(Directions) Filter the data below for the string "refactoring" and copy each matching line.

(Available records)

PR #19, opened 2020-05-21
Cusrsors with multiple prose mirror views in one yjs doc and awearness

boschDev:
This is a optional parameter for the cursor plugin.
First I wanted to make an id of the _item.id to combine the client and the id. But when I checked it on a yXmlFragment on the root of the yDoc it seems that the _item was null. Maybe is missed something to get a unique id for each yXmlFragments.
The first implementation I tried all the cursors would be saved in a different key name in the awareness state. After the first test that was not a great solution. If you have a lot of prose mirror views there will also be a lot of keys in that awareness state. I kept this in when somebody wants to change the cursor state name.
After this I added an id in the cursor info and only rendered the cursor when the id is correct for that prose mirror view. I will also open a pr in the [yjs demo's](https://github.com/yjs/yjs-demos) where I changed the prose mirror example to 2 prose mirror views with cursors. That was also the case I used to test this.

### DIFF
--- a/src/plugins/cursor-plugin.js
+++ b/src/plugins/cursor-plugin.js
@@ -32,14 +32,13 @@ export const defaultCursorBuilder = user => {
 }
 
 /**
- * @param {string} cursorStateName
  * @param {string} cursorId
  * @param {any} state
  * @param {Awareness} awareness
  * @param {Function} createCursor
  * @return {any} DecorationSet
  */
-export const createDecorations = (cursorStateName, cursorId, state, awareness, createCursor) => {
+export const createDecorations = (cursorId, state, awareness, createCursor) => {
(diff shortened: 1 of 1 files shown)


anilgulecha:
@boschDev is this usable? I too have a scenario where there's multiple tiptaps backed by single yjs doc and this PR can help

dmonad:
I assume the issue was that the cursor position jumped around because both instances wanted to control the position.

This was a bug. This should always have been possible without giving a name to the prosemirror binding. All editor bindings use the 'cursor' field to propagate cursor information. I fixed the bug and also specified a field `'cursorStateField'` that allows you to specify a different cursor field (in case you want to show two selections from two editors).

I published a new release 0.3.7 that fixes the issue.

==

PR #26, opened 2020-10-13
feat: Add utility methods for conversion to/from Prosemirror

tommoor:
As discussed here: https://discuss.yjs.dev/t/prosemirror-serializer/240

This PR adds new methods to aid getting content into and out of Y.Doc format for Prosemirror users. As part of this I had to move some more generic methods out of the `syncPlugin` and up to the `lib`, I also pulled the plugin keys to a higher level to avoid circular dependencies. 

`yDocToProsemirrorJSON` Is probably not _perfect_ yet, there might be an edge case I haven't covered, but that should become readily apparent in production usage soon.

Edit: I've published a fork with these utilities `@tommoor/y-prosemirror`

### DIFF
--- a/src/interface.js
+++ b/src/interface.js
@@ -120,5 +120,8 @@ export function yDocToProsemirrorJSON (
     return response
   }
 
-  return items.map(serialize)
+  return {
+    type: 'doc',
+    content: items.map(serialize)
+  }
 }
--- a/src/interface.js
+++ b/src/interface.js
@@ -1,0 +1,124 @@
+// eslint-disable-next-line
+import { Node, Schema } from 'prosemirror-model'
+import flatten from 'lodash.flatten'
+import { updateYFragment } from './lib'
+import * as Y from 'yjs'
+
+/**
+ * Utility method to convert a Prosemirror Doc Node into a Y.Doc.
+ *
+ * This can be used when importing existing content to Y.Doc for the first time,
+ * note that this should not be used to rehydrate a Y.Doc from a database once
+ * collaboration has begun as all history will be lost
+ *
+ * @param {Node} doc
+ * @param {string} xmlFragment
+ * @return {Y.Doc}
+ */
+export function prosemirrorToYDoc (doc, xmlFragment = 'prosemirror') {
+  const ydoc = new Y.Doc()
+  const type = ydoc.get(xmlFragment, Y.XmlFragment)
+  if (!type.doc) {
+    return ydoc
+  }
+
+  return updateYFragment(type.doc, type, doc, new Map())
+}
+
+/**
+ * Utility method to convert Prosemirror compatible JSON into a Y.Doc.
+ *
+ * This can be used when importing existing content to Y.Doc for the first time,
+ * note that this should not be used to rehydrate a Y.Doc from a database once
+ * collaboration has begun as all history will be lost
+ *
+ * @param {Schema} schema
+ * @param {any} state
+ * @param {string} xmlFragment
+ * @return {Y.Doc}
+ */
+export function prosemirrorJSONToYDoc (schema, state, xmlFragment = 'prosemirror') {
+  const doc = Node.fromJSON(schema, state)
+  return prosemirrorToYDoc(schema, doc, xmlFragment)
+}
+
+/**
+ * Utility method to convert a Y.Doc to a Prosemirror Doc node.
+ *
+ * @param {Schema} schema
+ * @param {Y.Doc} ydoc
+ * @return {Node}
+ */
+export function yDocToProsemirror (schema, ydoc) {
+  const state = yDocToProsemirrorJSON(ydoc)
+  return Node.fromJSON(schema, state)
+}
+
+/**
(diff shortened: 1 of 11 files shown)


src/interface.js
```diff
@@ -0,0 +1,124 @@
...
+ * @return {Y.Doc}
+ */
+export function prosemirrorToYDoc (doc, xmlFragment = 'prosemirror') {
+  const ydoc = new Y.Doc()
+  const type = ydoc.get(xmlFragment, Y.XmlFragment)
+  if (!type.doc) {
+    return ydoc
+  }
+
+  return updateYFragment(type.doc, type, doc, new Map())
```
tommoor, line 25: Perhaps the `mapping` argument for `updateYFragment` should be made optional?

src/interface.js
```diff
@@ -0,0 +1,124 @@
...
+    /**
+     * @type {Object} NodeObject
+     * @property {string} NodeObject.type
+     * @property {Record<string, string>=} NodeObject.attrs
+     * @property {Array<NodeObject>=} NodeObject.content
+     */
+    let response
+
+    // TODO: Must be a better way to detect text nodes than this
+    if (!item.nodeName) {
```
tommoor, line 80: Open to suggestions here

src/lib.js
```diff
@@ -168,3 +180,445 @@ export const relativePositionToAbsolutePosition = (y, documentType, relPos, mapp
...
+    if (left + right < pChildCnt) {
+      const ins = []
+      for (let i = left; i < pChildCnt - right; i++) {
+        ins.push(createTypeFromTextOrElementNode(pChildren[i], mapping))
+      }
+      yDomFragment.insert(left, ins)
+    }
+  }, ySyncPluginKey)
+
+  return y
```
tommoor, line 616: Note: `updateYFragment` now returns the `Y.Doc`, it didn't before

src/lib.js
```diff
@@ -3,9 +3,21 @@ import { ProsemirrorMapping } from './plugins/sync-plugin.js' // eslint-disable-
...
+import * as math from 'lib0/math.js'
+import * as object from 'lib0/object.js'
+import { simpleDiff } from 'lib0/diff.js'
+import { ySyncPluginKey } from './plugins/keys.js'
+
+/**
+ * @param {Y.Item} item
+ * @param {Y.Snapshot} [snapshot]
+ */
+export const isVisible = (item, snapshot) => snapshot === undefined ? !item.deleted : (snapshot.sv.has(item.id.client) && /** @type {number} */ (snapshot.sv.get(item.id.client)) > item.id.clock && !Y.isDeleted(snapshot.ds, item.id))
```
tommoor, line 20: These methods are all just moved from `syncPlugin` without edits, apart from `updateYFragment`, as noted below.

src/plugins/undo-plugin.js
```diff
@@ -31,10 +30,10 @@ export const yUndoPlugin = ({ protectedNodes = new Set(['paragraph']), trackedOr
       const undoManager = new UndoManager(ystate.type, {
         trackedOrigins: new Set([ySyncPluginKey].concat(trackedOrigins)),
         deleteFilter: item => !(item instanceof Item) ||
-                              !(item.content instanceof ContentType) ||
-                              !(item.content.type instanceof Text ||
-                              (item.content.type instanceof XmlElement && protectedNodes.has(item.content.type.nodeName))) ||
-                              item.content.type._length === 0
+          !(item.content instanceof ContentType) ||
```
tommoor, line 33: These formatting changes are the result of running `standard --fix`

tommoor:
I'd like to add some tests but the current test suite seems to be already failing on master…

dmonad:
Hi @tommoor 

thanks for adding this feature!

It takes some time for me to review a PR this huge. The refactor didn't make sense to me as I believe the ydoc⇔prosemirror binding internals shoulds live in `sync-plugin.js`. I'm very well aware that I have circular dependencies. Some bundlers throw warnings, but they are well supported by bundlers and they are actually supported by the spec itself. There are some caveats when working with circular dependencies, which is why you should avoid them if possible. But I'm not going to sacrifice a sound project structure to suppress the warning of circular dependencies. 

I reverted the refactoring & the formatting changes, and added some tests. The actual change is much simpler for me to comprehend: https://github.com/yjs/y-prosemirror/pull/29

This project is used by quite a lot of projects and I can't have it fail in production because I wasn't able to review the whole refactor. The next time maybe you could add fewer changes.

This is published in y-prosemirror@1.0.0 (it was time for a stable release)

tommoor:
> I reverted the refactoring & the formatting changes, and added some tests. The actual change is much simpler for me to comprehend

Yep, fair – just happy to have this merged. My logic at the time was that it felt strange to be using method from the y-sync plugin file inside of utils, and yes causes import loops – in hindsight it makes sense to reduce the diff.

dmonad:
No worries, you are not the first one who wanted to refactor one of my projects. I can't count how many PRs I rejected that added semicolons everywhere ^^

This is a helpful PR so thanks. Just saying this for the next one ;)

==

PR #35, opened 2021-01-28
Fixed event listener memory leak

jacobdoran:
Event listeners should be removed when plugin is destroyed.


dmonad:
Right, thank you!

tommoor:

(Exercise output)
I reverted the refactoring & the formatting changes, and added some tests. The actual change is much simpler for me to comprehend: https://github.com/yjs/y-prosemirror/pull/29
> I reverted the refactoring & the formatting changes, and added some tests. The actual change is much simpler for me to comprehend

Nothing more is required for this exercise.